YOUR GOAL:
Copy verbatim the material from its first line to the line that holds "There's a lot", including that line.

AVAILABLE RECORDS:
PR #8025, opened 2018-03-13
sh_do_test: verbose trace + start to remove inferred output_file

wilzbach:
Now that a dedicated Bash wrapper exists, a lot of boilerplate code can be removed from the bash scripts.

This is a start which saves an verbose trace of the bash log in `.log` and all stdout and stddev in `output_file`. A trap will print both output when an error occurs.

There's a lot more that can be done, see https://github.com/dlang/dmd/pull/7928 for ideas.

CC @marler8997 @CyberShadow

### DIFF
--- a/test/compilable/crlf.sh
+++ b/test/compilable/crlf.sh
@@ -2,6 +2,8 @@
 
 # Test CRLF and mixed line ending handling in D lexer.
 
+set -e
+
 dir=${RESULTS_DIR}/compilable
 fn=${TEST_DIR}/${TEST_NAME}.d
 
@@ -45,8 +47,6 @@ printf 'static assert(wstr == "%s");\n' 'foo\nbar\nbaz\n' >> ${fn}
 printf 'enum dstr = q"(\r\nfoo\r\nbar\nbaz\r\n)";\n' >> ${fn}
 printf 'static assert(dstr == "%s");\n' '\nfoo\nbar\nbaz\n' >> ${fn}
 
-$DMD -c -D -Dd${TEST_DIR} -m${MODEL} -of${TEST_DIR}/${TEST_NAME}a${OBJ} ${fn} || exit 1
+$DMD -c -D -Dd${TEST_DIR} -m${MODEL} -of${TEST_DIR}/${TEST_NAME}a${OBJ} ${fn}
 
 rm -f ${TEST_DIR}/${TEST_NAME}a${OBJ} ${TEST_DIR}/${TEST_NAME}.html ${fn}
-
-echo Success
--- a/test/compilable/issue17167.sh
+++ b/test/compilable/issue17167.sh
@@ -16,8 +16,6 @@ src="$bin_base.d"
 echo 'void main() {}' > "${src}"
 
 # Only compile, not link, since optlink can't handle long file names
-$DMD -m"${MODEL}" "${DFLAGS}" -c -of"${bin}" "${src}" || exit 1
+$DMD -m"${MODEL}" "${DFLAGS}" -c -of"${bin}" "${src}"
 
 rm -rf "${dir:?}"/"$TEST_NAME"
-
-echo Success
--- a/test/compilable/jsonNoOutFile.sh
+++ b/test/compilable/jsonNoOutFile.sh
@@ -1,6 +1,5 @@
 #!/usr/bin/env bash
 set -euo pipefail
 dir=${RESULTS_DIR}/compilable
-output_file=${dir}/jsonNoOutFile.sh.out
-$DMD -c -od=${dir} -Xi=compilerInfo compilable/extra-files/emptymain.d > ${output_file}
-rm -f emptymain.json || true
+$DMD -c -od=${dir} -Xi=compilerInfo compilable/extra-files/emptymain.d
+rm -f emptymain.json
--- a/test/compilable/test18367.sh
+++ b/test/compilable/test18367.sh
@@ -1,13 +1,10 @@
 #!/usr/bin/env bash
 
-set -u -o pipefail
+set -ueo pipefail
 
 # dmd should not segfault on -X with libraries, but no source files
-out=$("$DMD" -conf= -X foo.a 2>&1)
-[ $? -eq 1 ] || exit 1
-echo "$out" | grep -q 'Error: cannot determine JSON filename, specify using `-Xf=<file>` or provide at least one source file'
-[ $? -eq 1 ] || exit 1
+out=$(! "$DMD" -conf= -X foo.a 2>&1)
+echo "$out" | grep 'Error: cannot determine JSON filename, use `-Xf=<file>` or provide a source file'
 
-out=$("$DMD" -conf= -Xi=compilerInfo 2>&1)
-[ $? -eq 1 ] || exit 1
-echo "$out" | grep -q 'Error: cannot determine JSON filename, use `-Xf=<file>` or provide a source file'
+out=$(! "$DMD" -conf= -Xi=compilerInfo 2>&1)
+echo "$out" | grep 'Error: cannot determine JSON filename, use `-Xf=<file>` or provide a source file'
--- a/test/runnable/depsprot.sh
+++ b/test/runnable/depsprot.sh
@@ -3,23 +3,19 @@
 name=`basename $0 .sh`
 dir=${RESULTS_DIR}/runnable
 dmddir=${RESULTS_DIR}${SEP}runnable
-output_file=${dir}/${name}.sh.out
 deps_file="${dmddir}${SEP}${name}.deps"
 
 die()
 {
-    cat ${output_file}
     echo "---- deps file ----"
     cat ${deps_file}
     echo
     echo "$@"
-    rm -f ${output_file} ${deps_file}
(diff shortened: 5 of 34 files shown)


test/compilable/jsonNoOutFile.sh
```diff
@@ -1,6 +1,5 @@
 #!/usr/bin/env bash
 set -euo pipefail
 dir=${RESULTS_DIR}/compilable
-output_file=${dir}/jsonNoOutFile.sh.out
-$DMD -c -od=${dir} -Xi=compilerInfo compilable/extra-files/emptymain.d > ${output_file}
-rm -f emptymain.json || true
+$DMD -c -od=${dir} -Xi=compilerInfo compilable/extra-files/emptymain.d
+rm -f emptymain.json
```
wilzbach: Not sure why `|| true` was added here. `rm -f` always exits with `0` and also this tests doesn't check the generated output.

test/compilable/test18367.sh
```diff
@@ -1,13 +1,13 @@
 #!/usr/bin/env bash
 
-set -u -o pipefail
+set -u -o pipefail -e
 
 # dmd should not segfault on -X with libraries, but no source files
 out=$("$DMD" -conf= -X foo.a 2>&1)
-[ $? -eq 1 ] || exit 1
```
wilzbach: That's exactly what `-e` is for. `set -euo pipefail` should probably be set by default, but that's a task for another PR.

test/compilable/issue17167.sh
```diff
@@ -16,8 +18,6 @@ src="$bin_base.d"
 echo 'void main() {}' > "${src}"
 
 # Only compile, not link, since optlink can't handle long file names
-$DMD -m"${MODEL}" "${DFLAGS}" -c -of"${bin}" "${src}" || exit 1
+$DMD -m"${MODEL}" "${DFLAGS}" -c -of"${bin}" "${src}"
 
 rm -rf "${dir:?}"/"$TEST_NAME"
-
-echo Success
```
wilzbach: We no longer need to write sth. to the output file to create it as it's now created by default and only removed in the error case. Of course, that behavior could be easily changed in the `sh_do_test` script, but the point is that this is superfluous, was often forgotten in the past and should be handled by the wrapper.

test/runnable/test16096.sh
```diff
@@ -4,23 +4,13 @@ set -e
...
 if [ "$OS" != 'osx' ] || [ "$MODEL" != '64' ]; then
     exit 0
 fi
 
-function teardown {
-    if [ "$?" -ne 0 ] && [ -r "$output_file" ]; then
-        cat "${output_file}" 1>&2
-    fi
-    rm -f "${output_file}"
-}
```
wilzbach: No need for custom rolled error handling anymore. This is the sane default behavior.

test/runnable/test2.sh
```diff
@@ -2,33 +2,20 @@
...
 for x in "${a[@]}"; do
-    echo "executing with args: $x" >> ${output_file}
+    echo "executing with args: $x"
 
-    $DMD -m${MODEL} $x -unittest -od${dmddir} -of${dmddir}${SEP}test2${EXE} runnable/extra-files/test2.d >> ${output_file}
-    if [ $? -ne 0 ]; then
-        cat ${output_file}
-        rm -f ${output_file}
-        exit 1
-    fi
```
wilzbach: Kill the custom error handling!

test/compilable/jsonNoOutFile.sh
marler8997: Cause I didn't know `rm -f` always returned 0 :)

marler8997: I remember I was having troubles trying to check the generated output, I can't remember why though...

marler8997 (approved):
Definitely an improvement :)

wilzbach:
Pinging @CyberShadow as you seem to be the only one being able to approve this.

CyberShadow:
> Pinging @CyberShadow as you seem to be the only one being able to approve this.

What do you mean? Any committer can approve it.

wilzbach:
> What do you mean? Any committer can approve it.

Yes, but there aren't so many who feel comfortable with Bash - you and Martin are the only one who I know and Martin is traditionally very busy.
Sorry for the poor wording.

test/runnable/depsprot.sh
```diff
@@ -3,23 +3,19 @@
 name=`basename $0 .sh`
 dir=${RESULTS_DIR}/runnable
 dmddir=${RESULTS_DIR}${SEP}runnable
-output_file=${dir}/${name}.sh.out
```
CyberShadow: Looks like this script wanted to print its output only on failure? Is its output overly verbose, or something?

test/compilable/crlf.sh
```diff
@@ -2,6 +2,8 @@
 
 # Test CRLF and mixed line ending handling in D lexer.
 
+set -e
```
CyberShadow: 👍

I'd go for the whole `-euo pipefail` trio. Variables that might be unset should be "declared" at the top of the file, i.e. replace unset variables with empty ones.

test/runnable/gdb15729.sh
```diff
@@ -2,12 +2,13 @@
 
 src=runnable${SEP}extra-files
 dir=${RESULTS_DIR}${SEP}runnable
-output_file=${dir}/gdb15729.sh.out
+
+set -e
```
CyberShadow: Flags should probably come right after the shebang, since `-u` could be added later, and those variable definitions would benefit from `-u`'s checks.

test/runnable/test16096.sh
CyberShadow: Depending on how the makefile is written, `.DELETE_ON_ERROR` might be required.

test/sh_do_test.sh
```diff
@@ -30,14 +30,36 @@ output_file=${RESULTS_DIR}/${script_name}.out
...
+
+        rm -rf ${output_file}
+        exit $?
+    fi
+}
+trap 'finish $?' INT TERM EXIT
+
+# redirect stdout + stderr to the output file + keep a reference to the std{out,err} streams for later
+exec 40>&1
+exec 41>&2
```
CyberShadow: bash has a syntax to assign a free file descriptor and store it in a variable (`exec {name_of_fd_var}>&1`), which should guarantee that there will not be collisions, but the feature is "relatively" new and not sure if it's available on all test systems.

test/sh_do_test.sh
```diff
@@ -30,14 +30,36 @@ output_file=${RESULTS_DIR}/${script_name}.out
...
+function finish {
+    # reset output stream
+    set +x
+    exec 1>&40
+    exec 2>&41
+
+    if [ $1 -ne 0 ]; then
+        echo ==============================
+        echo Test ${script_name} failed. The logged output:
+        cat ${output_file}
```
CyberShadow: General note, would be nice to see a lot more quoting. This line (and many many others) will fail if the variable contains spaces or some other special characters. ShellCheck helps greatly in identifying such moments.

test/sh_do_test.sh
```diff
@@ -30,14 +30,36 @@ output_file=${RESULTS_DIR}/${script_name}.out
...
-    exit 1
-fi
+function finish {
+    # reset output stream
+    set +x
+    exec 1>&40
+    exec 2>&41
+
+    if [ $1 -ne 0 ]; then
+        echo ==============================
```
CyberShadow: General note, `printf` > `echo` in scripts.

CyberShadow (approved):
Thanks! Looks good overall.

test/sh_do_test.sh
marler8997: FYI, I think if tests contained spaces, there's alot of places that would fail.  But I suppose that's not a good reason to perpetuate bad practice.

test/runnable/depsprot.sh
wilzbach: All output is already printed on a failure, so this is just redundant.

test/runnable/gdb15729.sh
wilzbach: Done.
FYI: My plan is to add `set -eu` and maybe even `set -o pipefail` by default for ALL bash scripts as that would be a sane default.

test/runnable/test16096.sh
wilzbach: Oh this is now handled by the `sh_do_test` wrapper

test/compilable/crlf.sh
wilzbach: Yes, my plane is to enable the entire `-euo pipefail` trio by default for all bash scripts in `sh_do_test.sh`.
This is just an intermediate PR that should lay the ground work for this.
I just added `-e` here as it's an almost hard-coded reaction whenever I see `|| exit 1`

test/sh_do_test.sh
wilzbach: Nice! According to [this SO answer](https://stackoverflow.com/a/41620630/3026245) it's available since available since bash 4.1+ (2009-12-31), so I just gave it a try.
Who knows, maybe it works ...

OUTPUT BELOW:
PR #8025, opened 2018-03-13
sh_do_test: verbose trace + start to remove inferred output_file

wilzbach:
Now that a dedicated Bash wrapper exists, a lot of boilerplate code can be removed from the bash scripts.

This is a start which saves an verbose trace of the bash log in `.log` and all stdout and stddev in `output_file`. A trap will print both output when an error occurs.

There's a lot more that can be done, see https://github.com/dlang/dmd/pull/7928 for ideas.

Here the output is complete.